* WHAT TO DO *
In the listing below, identify each line with the word "MappableEnum" and return those lines.

* DATASET ENTRIES *
PR #758, opened 2019-01-28
add convenience method to check if enum parses

### LINKED ISSUE #695: There should be a simple way to check if a scraped string will be a mapped to a valid enum value
Currently, the only way to check this is to wrap a call to an enum object's `from_str()` method in a try and then catch the EnumParsingError. However, this doesn't check if the value is in the jurisdiciton's enum_overrides. There should be a unified, simple way to do a complete check.

### LINKED ISSUE #757: MappableEnum.from_str should require an overrides map
so we don't have bugs like #755.

This is related to #695; scraper writers shouldn't have to call from_str.

colincadams:
closes #695, closes #757


recidiviz/common/constants/mappable_enum.py
```diff
@@ -55,6 +54,21 @@ def from_str(cls,
...
+    def can_parse(
+            cls, label: str,
+            override_map: Dict[str, Optional['MappableEnum']]) -> bool:
+        """Checks if the given string will parse into this enum.
+
+        Convenience method to be used by a child scraper to tell if a given
+        string should be used for this field.
+        """
+        try:
+            cls.parse(label, override_map or {})
```
zacharylawrence: As discussed offline, consider making override_map required

colincadams: Done (I had changed the prototype but forgot to remove this default)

* OUTPUT FOR THIS EXERCISE *
### LINKED ISSUE #757: MappableEnum.from_str should require an overrides map
+            override_map: Dict[str, Optional['MappableEnum']]) -> bool:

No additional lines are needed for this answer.